St. Ambrose, in his De Officiis, used siege imagery to describe the moral pressures that wear down virtue over time, noting that the patience of the besieged — their refusal to capitulate — is itself a form of heroic virtue. St. Jerome, who translated Judith into his Vulgate with evident admiration, saw in the siege of Bethulia a type of the Church under persecution: externally surrounded, apparently abandoned, yet sustained by a hidden providence that the enemy cannot calculate.
Pope Benedict XVI, in Verbum Domini (2010), reminded Catholics that the Old Testament's narratives of conflict and siege always operate within a typological horizon in which God's word is the ultimate source of life that no human power can permanently cut off (VD §41). The spring at the mountain's foot anticipates the living water Christ promises in John 4 — a source the world cannot control.
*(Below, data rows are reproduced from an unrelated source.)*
PR #1706, opened 2023-12-19
Update ModuleSpoofer.kt

opZywl:
Lunar changed version brand


EclipsesDev:
i mean whats the point tho? since lunar client update all the time, i mean if your willing to update it everytime then ig so

opZywl:
> i mean whats the point tho? since lunar client update all the time, i mean if your willing to update it everytime then ig so

It would be pointless to maintain a lunar brand that doesn't work, the solution will be to update as usual

opZywl:
other than that the old model is very old

EclipsesDev:
> > i mean whats the point tho? since lunar client update all the time, i mean if your willing to update it everytime then ig so
> 
> It would be pointless to maintain a lunar brand that doesn't work, the solution will be to update as usual

meaning manual version update?

EclipsesDev:
ig thats fine

opZywl:
> > > i mean whats the point tho? since lunar client update all the time, i mean if your willing to update it everytime then ig so
> > 
> > 
> > It would be pointless to maintain a lunar brand that doesn't work, the solution will be to update as usual
> 
> meaning manual version update?

yes!!

PR #1708, opened 2023-12-19
Delete src/main/resources/assets/liquidbounce/lang/en_pt.json

opZywl:
Honestly, I have no idea what kind of language this would be '-' researching the only report was that this is something like letters/(1337)... but I don't know if they use it as a joke or if it was an incident. because when I checked it is in English but at the beginning in an unrecognized translation


opZywl:
This translation is not even possible to use through the settings lmao

1zun4:
Should be the Pirate Language.

PR #1719, opened 2023-12-21
Added .stack command

Katinuka:
It's a command which allows to change the amount of the main held item.
It requires creative mode.
It takes an optional parameter (the item amount). If the item amount isn't provided it will set it to 64.
If the player already has the provided item amount, an extra packet won't be sent.
There is a short video about it: https://youtu.be/F-s5o5qZXj4


ghost:
I'd recommend changing the result name "needn'tChange" to something that doesn't require an apostrophe. Something like "alreadyAmount" ?

ghost:
You forgot to change it in the en_us file.

src/main/kotlin/net/ccbluex/liquidbounce/features/command/commands/creative/CommandItemStack.kt
```diff
@@ -0,0 +1,78 @@
...
+                if (mc.interactionManager?.hasCreativeInventory() == false) {
+                    throw CommandException(command.result("mustBeCreative"))
+                }
+
+                val mainHandStack = mc.player!!.mainHandStack
+                if (mainHandStack.isEmpty) {
+                    throw CommandException(command.result("noItem"))
+                }
+
+                val amount = if (args[0] == null) 64 else args[0] as Int // args[0] CAN be null
```
superblaubeere27: Maybe use syntax sugar for this?

```Kotlin
val amount = args[0] as? Int ?: 64
```

Katinuka: I didn't know about it and IDEA didn't give me a hint =) Thank you.

ghost:
Looks good to me

PR #290, opened 2023-03-23
Implement the concept label and filtering functionality

Windvis:
This:
- adds a new sidebar with filters to the "create instance" and "link concept" flows
- shows "nieuw" and "toegevoegd" labels next to the concept names depending on the state
- adds some logic to manage the state when linking and unlinking concepts

This depends on:
- https://github.com/lblod/app-digitaal-loket/pull/412
- https://github.com/lblod/lpdc-management-service/pull/33

DL-4956


Windvis:
It currently looks like this:

image

Windvis:
We need to do the same changes to the route that was introduced in #297

Riadabd (approved):
All works as expected.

The strategy of Holofernes' counselors — don't fight faith directly; simply cut off its sources of life — is remarkably contemporary. The spiritual siege many Catholics experience today rarely takes the form of overt persecution. More often it operates precisely as this passage describes: the gradual severing of access to the springs of faith. Busyness crowds out prayer. Algorithmic noise displaces Scripture. Communities fragment, and the living springs of sacramental life become distant. The passage invites today's Catholic to audit what feeds their spiritual life and ask: have any of these springs been quietly blockaded? The practical application is to identify and guard, with real intentionality, the specific practices — Eucharistic adoration, daily Scripture, the Rosary, the sacrament of Reconciliation, faithful friendship — that function as the spring at the mountain's foot. To let these be "seized" through neglect or cultural pressure is to accept the enemy's terms without a fight. Judith's story will demonstrate that the antidote is not passive endurance but courageous, prayerful action — going out to meet the threat before the thirst becomes fatal.
Verses 14–15 — Famine, Streets, and Retribution: The vision of the people "laid low in the streets" before the sword ever reaches them is a portrait of complete dehumanization — a populace reduced to bodies fallen in their own city. The final verse frames the entire plan within a logic of imperial punishment: they "rebelled" by refusing to submit, and they "didn't meet your face in peace." This imperial language of demanded submission before the face of a lord (cf. the recurring Holofernes motif throughout Jdt 3–7) is implicitly contrasted throughout the book with the posture of Israel before the face of God. To fall prostrate before Holofernes is to deny the exclusive sovereignty of YHWH — precisely what Judith will refuse to do even as she appears to capitulate.